Geodemographic information is the latest twist on understanding populations. Demographic information about people has been a by-product surveys such as the US Census for decades. Adding the spatial component of "where" these people live down to the neighborhood level has improved several aspects of population analysis. This raises a large issue about personal privacy, but is a breakthrough for marketing analysis. Hewlett-Packard uses a GIS tool for tracking customers and identifying potential customers, part of a major trend in using geodemographics for marketing and customer analysis.
When you think of Location, real estate is another large opportunity. Being able to determine that a house is next to a freeway, railroad line, school, fire station, prison, etc. can save many miles of driving to look at possible properties.
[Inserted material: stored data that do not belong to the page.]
PR #2460, opened 2018-08-15
Implement mousedown operation

RyanDwyer:
This allows you to move the cursor off the surface while dragging its scrollbar.

To test:

* Launch something which has a scrollbar such as Firefox.
* Put something to the right of it such as a terminal.
* Click and hold Firefox's scrollbar.
* With the button still held, move the cursor off Firefox and onto the terminal.
* Observe the scrollbar still responds to mouse movements.
* If using `focus_follows_mouse`, observe the terminal does not gain focus.
* Release the mouse button. Do not move the mouse afterwards.
* Observe the cursor changes to whatever the terminal uses, such as an I-beam.
* If using `focus_follows_mouse`, observe the focus is changed to the terminal.

### DIFF
--- a/include/sway/input/seat.h
+++ b/include/sway/input/seat.h
@@ -70,6 +70,7 @@ struct sway_seat {
 	double op_ref_lx, op_ref_ly;         // cursor's x/y at start of op
 	double op_ref_width, op_ref_height;  // container's size at start of op
 	double op_ref_con_lx, op_ref_con_ly; // container's x/y at start of op
+	bool op_moved;                       // if the mouse moved during a down op
 
 	uint32_t last_button;
 	uint32_t last_button_serial;
--- a/include/sway/input/seat.h
+++ b/include/sway/input/seat.h
@@ -56,6 +56,7 @@ struct sway_seat {
 	// Operations (drag and resize)
 	enum {
 		OP_NONE,
+		OP_MOUSEDOWN,
 		OP_MOVE,
 		OP_RESIZE_FLOATING,
 		OP_RESIZE_TILING,
@@ -156,6 +157,9 @@ struct seat_config *seat_get_config(struct sway_seat *seat);
 bool seat_is_input_allowed(struct sway_seat *seat, struct wlr_surface *surface);
 
 void drag_icon_update_position(struct sway_drag_icon *icon);
+
+void seat_begin_mousedown(struct sway_seat *seat, struct sway_container *con,
+		uint32_t button, double sx, double sy);
 
 void seat_begin_move(struct sway_seat *seat, struct sway_container *con,
 		uint32_t button);
--- a/include/sway/input/seat.h
+++ b/include/sway/input/seat.h
@@ -35,6 +35,14 @@ struct sway_drag_icon {
 	struct wl_listener destroy;
 };
 
+enum sway_seat_operation {
+	OP_NONE,
+	OP_DOWN,
+	OP_MOVE,
+	OP_RESIZE_FLOATING,
+	OP_RESIZE_TILING,
+};
+
 struct sway_seat {
 	struct wlr_seat *wlr_seat;
 	struct sway_cursor *cursor;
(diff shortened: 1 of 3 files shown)


martinetd:
> * Observe the cursor changes to whatever the terminal uses, such as an I-beam.
> * If using focus_follows_mouse, observe the focus is changed to the terminal.

FWIW i3 does not change focus to the new window when you release the button (with `focus_follow_mouse`), it will on clicking or when you go out of the window and back in again (obviously)
I find this behaviour occasionally useful so unless there's a reason to not do it let's stick to what i3 does -- could make this a suboption of focus follow mouse I guess but that'd be rather obscure and probably not well tested :p

include/sway/input/seat.h
```diff
@@ -56,6 +56,7 @@ struct sway_seat {
 	// Operations (drag and resize)
 	enum {
 		OP_NONE,
+		OP_MOUSEDOWN,
```
emersion: Possible to rename this to something else? This will be useful for touch and tablet too.

sway/input/seat.c
```diff
@@ -983,6 +994,7 @@ void seat_begin_resize_tiling(struct sway_seat *seat,
 }
 
 void seat_end_mouse_operation(struct sway_seat *seat) {
+	int operation = seat->operation;
```
emersion: This can be of the enum type (just need to name the enum).

include/sway/input/seat.h
RyanDwyer: Any suggestions? Cursordown maybe?

emersion: "down" or "cursor_down" works for me

SirCmpwn:
Works :+1:

RyanDwyer:
@SirCmpwn Can I get an executive decision on whether focus should be switched? See martinetd and DarkDefender's comments.

I consider i3's behaviour to be a bug BTW.

SirCmpwn:
I like your behavior.

SirCmpwn:
>I'd really hate to have focus automatically come under the cursor instead of "what was last focused in that workspace"

This is what already happens if you have focus_follows_mouse. If you don't, the behavior also doesn't change from today.

martinetd:
> This is what already happens if you have focus_follows_mouse. If you don't, the behavior also doesn't change from today.

Erm, I just tried again to make sure, and no? I have `focus_follows_mouse` and after changing workspace, the focus is where it was last in the workspace, not under the mouse.
This is consistent with i3 and honestly I wouldn't want it any other way - while changing focus on button up is minor and easy to adapt to, moving focus on workspace change would suck really hard.

RyanDwyer:
I think there's some confusion here. This PR does not change any behaviour with workspace switching, nor has anyone proposed it. It only changes focus after you click and drag from one view to another.

martinetd:
Yes, I just used workspace switching as an example of similar behaviour to what we had prior to this PR for button up. Anyway, I'll just shut up and stop making things more confusing than they need to be.

RyanDwyer:
GTK+ comboboxes should be good now. GTK closes the combobox if it receives a motion event between the press and release.

I considered making it skip sending the motion if the cursor's coords match the ref coords (the coords at the start of the click), but that wouldn't be a perfect solution because you could move the mouse back to the original pixel where you clicked. So I've introduced `op_moved` to track if the cursor was actually moved.

I'm starting to think we should consider making a struct for each operation and use a union in the seat struct. It would make it easier to tell which properties relate to which operations.

emersion:
>GTK closes the combobox if it receives a motion event between the press and release.

Do you think this could/should be added in wlroots? Would something that tracks the last position and doesn't send no-op move events fix the issue?

>I'm starting to think we should consider making a struct for each operation and use a union in the seat struct. It would make it easier to tell which properties relate to which operations.

Yeah, that would be a nice enhancement.

RyanDwyer:
> Do you think this could/should be added in wlroots? Would something that tracks the last position and doesn't send no-op move events fix the issue?

I don't understand. All move events are relevant.

emersion:
>I don't understand. All move events are relevant.

A move event from position 10,15 to 10,15 isn't relevant, or is it?

RyanDwyer:
That's not what's happening. The events wlroots emits are all good.

We called `cursor_send_pointer_motion` so that we can select the new focus if you've moved the mouse off the surface, but this has a side effect of sending a motion event to the surface and that made GTK close the combobox on release.

emersion:
TBH that really seems like a GTK+ bug. I don't get how a pointer motion event can close a popup.

RyanDwyer:
I think it's so you can click down with the button, highlight the option you want then release the button to select it.

emersion:
Oh right. Click down + move + up closes the popup, whereas click down + up (no move between) leaves it open.

SirCmpwn:
Thanks!

PR #2461, opened 2018-08-15
[RFC] Refactor seat_get_focus

RyanDwyer:
The story here is I want to add a `seat_get_focus_inactive_floating` function to supplement `seat_get_focus_inactive_tiling`, but I don't want to add yet another argument to `seat_get_focus_by_type` and add more logic to that function.

There's two ways this can be refactored, and I can't decide which is best. The first is a callback approach, where each of the `seat_get_focus_inactive*` functions pass a callback function to `seat_get_focus_inactive_callback`. The second ditches the callback approach and puts the loop and conditional logic directly in the `seat_get_focus_inactive*` functions. Both commits are exactly the same number of lines of code.

Please refer to both commits separately and provide feedback.

### DIFF
--- a/include/sway/input/seat.h
+++ b/include/sway/input/seat.h
@@ -166,6 +166,9 @@ void seat_begin_resize_floating(struct sway_seat *seat,
 void seat_begin_resize_tiling(struct sway_seat *seat,
 		struct sway_container *con, uint32_t button, enum wlr_edges edge);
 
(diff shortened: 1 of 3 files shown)


emersion:
I have a preference for 748c22e87a231cfd888b3bb704f789be8f55d08c, but I'm not feeling strongly about it.

LGTM in any case

SirCmpwn:
I also don't care either way.

PR #2465, opened 2018-08-16
Default to the previous workspace if the current one has no focused windows

DonnieWest:
This fixes a bug that I found that can be replicated as follows:

Go to a new workspace and open any app. Do this three times so you have 3 workspaces with one window each. Go to the middle workspace, close the window and attempt to use `workspace next` or `workspace prev` to navigate to either. You won't be able to

This seems to be because `workspace_by_name` only defines `current_workspace` and `current_output` if there's something focused on the current workspace as you can see here https://github.com/swaywm/sway/blob/master/sway/tree/workspace.c#L260 and in `workspace_prev_next_impl` it checks if the passed in workspace is null and stops if it is.

Since I'm not proficient in C, I just patched it in `workspace_prev_next_impl` by defaulting to the previous workspace if it exists.

This is probably not the solution you want so feel free to close this in favor of a better solution or I'm happy to work out something better with some guidance

### DIFF
--- a/sway/tree/workspace.c
+++ b/sway/tree/workspace.c
@@ -258,7 +258,8 @@ struct sway_container *workspace_by_name(const char *name) {
 	struct sway_container *current_workspace = NULL, *current_output = NULL;
 	struct sway_container *focus = seat_get_focus(seat);
 	if (focus) {
-		current_workspace = container_parent(focus, C_WORKSPACE);
+		current_workspace = focus->type == C_WORKSPACE ?
+			focus : container_parent(focus, C_WORKSPACE);
 		current_output = container_parent(focus, C_OUTPUT);
 	}
 


RyanDwyer:
Yeah, the root issue is in `workspace_by_name` on the line you highlighted. When the workspace is empty, `seat_get_focus` will return the workspace because the workspace itself has focus. Then it runs the first `container_parent`, but the workspace can't have a parent workspace so `container_parent` returns `NULL`. A good solution would involve changing this to check if the focus is a workspace.

DonnieWest:
Aha, there's the hole in my understanding. I think I know what I need to do now. I'll try to follow up tomorrow unless someone beats me to it

DonnieWest:
This seems to work @RyanDwyer - let me know if there's anything else I can do here

sway/tree/workspace.c
```diff
@@ -258,7 +258,7 @@ struct sway_container *workspace_by_name(const char *name) {
 	struct sway_container *current_workspace = NULL, *current_output = NULL;
 	struct sway_container *focus = seat_get_focus(seat);
 	if (focus) {
-		current_workspace = container_parent(focus, C_WORKSPACE);
+		current_workspace = focus->type == C_WORKSPACE ? focus : container_parent(focus, C_WORKSPACE);
```
RyanDwyer: We have an 80 character line limit, so this line needs to be wrapped onto two. That 80 characters assumes a tab width of 4 by the way.

DonnieWest: @RyanDwyer would wrapping on the `?` be acceptable here?

RyanDwyer: Yep, that's perfect.

DonnieWest:
@RyanDwyer fixed. Let me know if you'd like me to rebase or anything :)

ascent12:
@DonnieWest It's probably worth squashing your commits, since they're basically all just fixups.

DonnieWest:
How would you like me to handle that? Just squash and force push here or open a new PR with the squashed commits?

ascent12:
Just force push it here.

DonnieWest:
Done :)

RyanDwyer:
Thanks!

PR #2466, opened 2018-08-16
Fix geometry

### LINKED ISSUE #2178: Window geometry issues

### LINKED ISSUE #2476: Correctly handle size changes for floating views
We already handle this for xwayland, but not for the other shells.

See https://github.com/swaywm/sway/pull/2466#discussion_r210662665

RyanDwyer:
The only issue I've found with this PR is alacritty flickers while resizing. I think the content area might be a subsurface, and we don't save or render subsurfaces during transactions. From what I've read in the alacritty project their Wayland support is pretty beta.

My testing includes {floating,tiling} {gedit,alacritty,urxvt} and testing {pointer events,moving,resizing}. Urxvt is included to make sure I didn't break anything with views which use normal borders and no geometry.

Fixes #2178

Fixes #2476

### DIFF
--- a/sway/desktop/render.c
+++ b/sway/desktop/render.c
@@ -192,10 +192,12 @@ static void render_view_toplevels(struct sway_view *view,
 		.damage = damage,
 		.alpha = alpha,
 	};
+	struct wlr_box geometry;
+	view_get_geometry(view, &geometry);
 	// Render all toplevels without descending into popups
 	output_surface_for_each_surface(output, view->surface,
-			view->swayc->current.view_x - output->wlr_output->lx,
-			view->swayc->current.view_y - output->wlr_output->ly,
+			view->swayc->current.view_x - output->wlr_output->lx - geometry.x,
+			view->swayc->current.view_y - output->wlr_output->ly - geometry.y,
 			render_surface_iterator, &data);
 }
 
@@ -232,6 +234,10 @@ static void render_saved_view(struct sway_view *view,
 		.width = view->saved_buffer_width,
 		.height = view->saved_buffer_height,
 	};
+	struct wlr_box geometry;
+	view_get_geometry(view, &geometry);
+	box.x -= geometry.x;
+	box.y -= geometry.y;
 
 	struct wlr_box output_box = {
 		.width = output->swayc->current.swayc_width,
--- a/sway/desktop/render.c
+++ b/sway/desktop/render.c
@@ -229,13 +229,13 @@ static void render_saved_view(struct sway_view *view,
 		return;
 	}
 	struct wlr_box box = {
-		.x = view->swayc->current.view_x - output->swayc->current.swayc_x,
-		.y = view->swayc->current.view_y - output->swayc->current.swayc_y,
+		.x = view->swayc->current.view_x - output->swayc->current.swayc_x -
+			view->saved_geometry.x,
+		.y = view->swayc->current.view_y - output->swayc->current.swayc_y -
+			view->saved_geometry.y,
 		.width = view->saved_buffer_width,
 		.height = view->saved_buffer_height,
 	};
-	box.x -= view->saved_geometry.x;
-	box.y -= view->saved_geometry.y;
 
 	struct wlr_box output_box = {
 		.width = output->swayc->current.swayc_width,
--- a/sway/desktop/render.c
+++ b/sway/desktop/render.c
@@ -234,10 +234,8 @@ static void render_saved_view(struct sway_view *view,
 		.width = view->saved_buffer_width,
 		.height = view->saved_buffer_height,
 	};
-	struct wlr_box geometry;
-	view_get_geometry(view, &geometry);
-	box.x -= geometry.x;
-	box.y -= geometry.y;
+	box.x -= view->saved_geometry.x;
+	box.y -= view->saved_geometry.y;
 
 	struct wlr_box output_box = {
 		.width = output->swayc->current.swayc_width,
--- a/sway/desktop/render.c
+++ b/sway/desktop/render.c
@@ -192,12 +192,12 @@ static void render_view_toplevels(struct sway_view *view,
 		.damage = damage,
 		.alpha = alpha,
 	};
-	struct wlr_box geometry;
-	view_get_geometry(view, &geometry);
 	// Render all toplevels without descending into popups
-	output_surface_for_each_surface(output, view->surface,
-			view->swayc->current.view_x - output->wlr_output->lx - geometry.x,
-			view->swayc->current.view_y - output->wlr_output->ly - geometry.y,
+	double ox =
+		view->swayc->current.view_x - output->wlr_output->lx - view->geometry.x;
+	double oy =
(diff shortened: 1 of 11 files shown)


sway/desktop/render.c
```diff
@@ -232,6 +234,10 @@ static void render_saved_view(struct sway_view *view,
 		.width = view->saved_buffer_width,
 		.height = view->saved_buffer_height,
 	};
+	struct wlr_box geometry;
+	view_get_geometry(view, &geometry);
+	box.x -= geometry.x;
+	box.y -= geometry.y;
```
emersion: Shouldn't this use the saved geometry?

RyanDwyer: Yeah, it should. I'll amend it after I get some more feedback.

sway/desktop/xwayland.c
```diff
@@ -287,8 +287,6 @@ static void handle_commit(struct wl_listener *listener, void *data) {
 	if (view->swayc->instruction) {
 		transaction_notify_view_ready_by_size(view,
 				surface_state->width, surface_state->height);
-	} else if (container_is_floating(view->swayc)) {
```
emersion: Hmm, is there any bad consequence of removing this?

Maybe we should have common code for all shells doing that?

sway/desktop/xdg_shell.c
```diff
@@ -231,6 +242,7 @@ static void destroy(struct sway_view *view) {
 static const struct sway_view_impl view_impl = {
 	.get_constraints = get_constraints,
 	.get_string_prop = get_string_prop,
+	.get_geometry = get_geometry,
```
emersion: Need to add the same for zxdg-shell-v6.

sway/desktop/xwayland.c
RyanDwyer: Your commit that I cherry picked removed the `view_set_{position,size}` functions. Maybe it wasn't called here at the time you made your commit.

I'm also unsure if there's any bad consequences of removing it. Maybe we could leave it out and see. If anything does need it, we can put it back and add a comment saying which program needs it.

emersion: I now remember what the issue is:
1. Open Firefox
2. Initiate a file download (e.g. go to https://www.debian.org/distrib/ and click on "64-bit PC netinst iso")
3. The "Open file/save as" dialog appears. It's initially small and is then resized to a larger size. It's broken with this patch.

sway/desktop/xwayland.c
```diff
@@ -282,13 +282,19 @@ static void handle_commit(struct wl_listener *listener, void *data) {
...
-		view_update_size(view, surface_state->width, surface_state->height);
+				state->width, state->height);
+	} else if ((state->width != view->width || state->height != view->height) &&
+				container_is_floating(view->swayc)) {
+		// eg. The Firefox "Save As" dialog when downloading a file
+		// It maps at a small size then changes afterwards.
+		view->width = state->width;
+		view->height = state->height;
+		container_set_geometry_from_floating_view(view->swayc);
+		transaction_commit_dirty();
```
emersion: Hmm. So the client updated its size, and `transaction_commit_dirty` will send a new configure event with the same size?

RyanDwyer: Not quite. `transaction_commit_dirty` sees that the pending size matches the desired size, so it'll won't send a configure. The transaction will be applied immediately.

emersion: Well `current` isn't updated, is it?

RyanDwyer: It is. When the transaction is applied it copies the pending state to `current`.

emersion: I don't get it. `should_configure` has this check:

```c
	if (con->current.view_width == instruction->state.view_width &&
			con->current.view_height == instruction->state.view_height) {
```

When `transaction_commit_dirty` is called, `current` still has the old state (the transaction isn't applied yet). So it still sends a configure event right?

RyanDwyer: Yeah, `should_configure` correctly returns false, but the instruction is already added to the transaction (added in `transaction_add_container`). An instruction is not a configure. An instruction may or may not need to send a configure. If it helps, you could think of an instruction as a container state that needs to be applied when the transaction is ready.

emersion: >Yeah, should_configure correctly returns false

No, `should_configure` returns `true`because the pending state (set here) mismatches the current state (set when the transaction is applied).

RyanDwyer: Yeah, there's something wrong there. Let me mull over this.

RyanDwyer: This is ready for review again.

sway/desktop/transaction.c
```diff
@@ -169,25 +170,17 @@ static void transaction_apply(struct sway_transaction *transaction) {
...
-		};
-		for (int j = 0; j < root_container.current.children->length; ++j) {
-			struct sway_container *output = root_container.current.children->items[j];
-			if (output->sway_output) {
-				output_damage_box(output->sway_output, &old_box);
-				output_damage_box(output->sway_output, &new_box);
-			}
+		// Damage the old location
+		desktop_damage_whole_container(container);
+		if (container->type == C_VIEW && container->sway_view->saved_buffer) {
```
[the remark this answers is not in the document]
RyanDwyer: It seems to work as expected. We damage the container (using `desktop_damage_whole_container`) then apply the new state to `current` and call it again. The damage is based off the x/y properties, and these properties are changed when gaps are applied or removed.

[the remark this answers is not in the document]
emersion: Oh right, missed that `desktop_damage_whole_container` call.

emersion:
Fairly weird bug:

1. Open Gedit
2. Open the Preferences window, it's a floating window
3. Resize it smaller than the minimum size, it jumps a little at some point
4. Enter and leave the dialog a few times, each time it's configured it jumps

RyanDwyer:
I can't reproduce that. When I make the preferences window small it stops at a certain size. I don't notice any jumping when resizing, nor when switching focus between the preferences window and the main window behind it.

emersion:
https://sr.ht/WEMm.mkv

RyanDwyer:
I still can't reproduce it, even using the default config. Can you try it with the default config if you're not already?

emersion:
Tried with the default config, same issue.

SirCmpwn:
I can reproduce this too, but it's very inconsistent. Maybe on average once in every 30 times I focus the floating window, it jumps a bit.

SirCmpwn:
Note: willing to file a follow-up ticket for this issue.

emersion:
Yeah, I'm okay with a follow-up issue as well.

SirCmpwn:
Thanks! :tada:

PR #2470, opened 2018-08-16
[WIP?] Fix zsh completions

ianyfan:
This should be fixed, but there are also a bunch of completions that are missing and could be added, so I don't know whether to do so now or closer to 1.0 release in case there are more changes.


emersion:
I don't think the CLI API will change a lot.

emersion:
Thanks!

PR #2471, opened 2018-08-17
Attempt to reap old tiling parent when floating a container

RyanDwyer:
To test:

* Create layout `H[view V[view]]`
* Focus the view inside the vertical split container and float it

The vertical split container was not reaped, so the tiling view would take up half the space.


emersion:
Thanks!

PR #2472, opened 2018-08-17
Refactor seat_get_focus functions

### LINKED ISSUE #2467: Weird bug when toggling between floating and tiled
1. Open a terminal and Gedit, focus Gedit
2. Switch Gedit mode between floating and tiled a few times
3. Switch focus between floating containers and tiled containers

The result is a floating Gedit window with half-drawn borders which we can't interact with (it seems it's neither tiled nor floating).

RyanDwyer:
Fixes #2467.

This commit introduces `seat_get_focus_inactive_floating` to supplement `seat_get_focus_inactive_tiling`, and uses it during `focus mode_toggle` which fixes a focus bug.

This also refactors the `seat_get_focus_inactive` functions so that they do their selection logic themselves rather than offloading it to `seat_get_focus_by_type` which was getting bloated. `seat_get_focus_by_type` is now removed.

Lastly, this commit changes `seat_get_focus` to just return the first container in the focus stack rather than looping and calling `seat_get_focus_by_type`.

### DIFF
--- a/include/sway/input/seat.h
+++ b/include/sway/input/seat.h
@@ -166,6 +166,9 @@ void seat_begin_resize_floating(struct sway_seat *seat,
 void seat_begin_resize_tiling(struct sway_seat *seat,
 		struct sway_container *con, uint32_t button, enum wlr_edges edge);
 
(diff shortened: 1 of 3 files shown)


SirCmpwn:
Thanks!

PR #2473, opened 2018-08-17
Implement iterators per container type

RyanDwyer:
This introduces the following `for_each` functions:

* `root_for_each_workspace`
* `root_for_each_container`
* `output_for_each_workspace`
* `output_for_each_container`
* `workspace_for_each_container`
* `container_for_each_child`

And introduces the following `find` functions:

* `root_find_output`
* `root_find_workspace`
* `root_find_container`
* `output_find_workspace`
* `output_find_container`
* `workspace_find_container`
* `container_find_child`

And removes the following functions:

* `container_descendants`
* `container_for_each_descendant`
* `container_find`

This change is preparing the way for demoting `sway_container`. Eventually these functions will accept and return `sway_output`s, `sway_workspace`s and `sway_container`s (meaning a `C_CONTAINER` or `C_VIEW`), and which point their assertions can be removed and we can use typehinting.

This change also makes it easy to handle abnormalities like the workspace floating list, root's scratchpad list and (once implemented) root's saved workspaces list for when there's no connected outputs.

### DIFF
--- a/include/sway/output.h
+++ b/include/sway/output.h
@@ -95,4 +95,16 @@ void output_drag_icons_for_each_surface(struct sway_output *output,
 	struct wl_list *drag_icons, sway_surface_iterator_func_t iterator,
 	void *user_data);
 
+void output_for_each_workspace(struct sway_container *output,
+		void (*f)(struct sway_container *con, void *data), void *data);
+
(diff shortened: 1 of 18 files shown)


SirCmpwn:
Works fine :+1: Thanks!

PR #3920, opened 2019-03-17
config/output: handle wildcard in get_output_config

### LINKED ISSUE #3919: Sway background is grey until config reload
sway version: `sway version 1.0-rc1-184-g73605dac (Mar 16 2019, branch 'master')`
[sway.log](https://github.com/swaywm/sway/files/2974128/sway.log)
[config](https://github.com/swaywm/sway/files/2974131/config.txt)
The relevant line from the config: `output * bg "/home/freefull/wallpapers/0_a4ab4_6dab62ae_orig.jpg" stretch`

When I start up sway, the background ends up grey instead of getting set to the image in my config. As soon as I reload, the background gets set correctly.

RedSoxFan:
Fixes #3919 

In #3916, I overlooked that `get_output_config` does not handle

Or maybe you need to be close to certain resources or features like transportation, parks, lakes, or hospitals. Leading communities have spatial information on their websites to attract industry, conventions, tourists, or retirees. It gives their citizens access to the latest information, promotes services, and gives their community a sense of progressiveness.

CONCLUSION

The future of spatial information will be heavily influenced these and other trends. Speech recognition and speech synthesis will change the user interface for many and make possible usage from vehicles and other environments. GPS technology will become available in chipsets, imbedded into even low-cost devices creating true spatial information appliances. Satellites and wireless voice and data services will make the entire world accessible. Telephony, ISPs, television, and other services will have overlapping boundaries and functionality. Multi-Billion dollar businesses will undergo transformations in the decade ahead, even faster than today. The printed Yellow Pages or Telephone Books of today’s advertising will give way to the Microsofts, Yahoos, and Excites of tomorrow. In the brave new millennium we will be travelling and ask our computerized assistant to check the spatial browser for a nearby Italian restaurant. Knowing where you are and checking for listings will provide you with those businesses who have spent money to be on the internet and listed first with specific search engine / service providers. The display tells you how to reach the desired destination. Spatial technology will become ubiquitous in the future. Like the dial tone when you pick up a telephone, you won’t need to know about the millions of lines of code behind the action. The value of spatial data has been recognized and will become imbedded in so many new applications in the future that it will no longer be distinguished.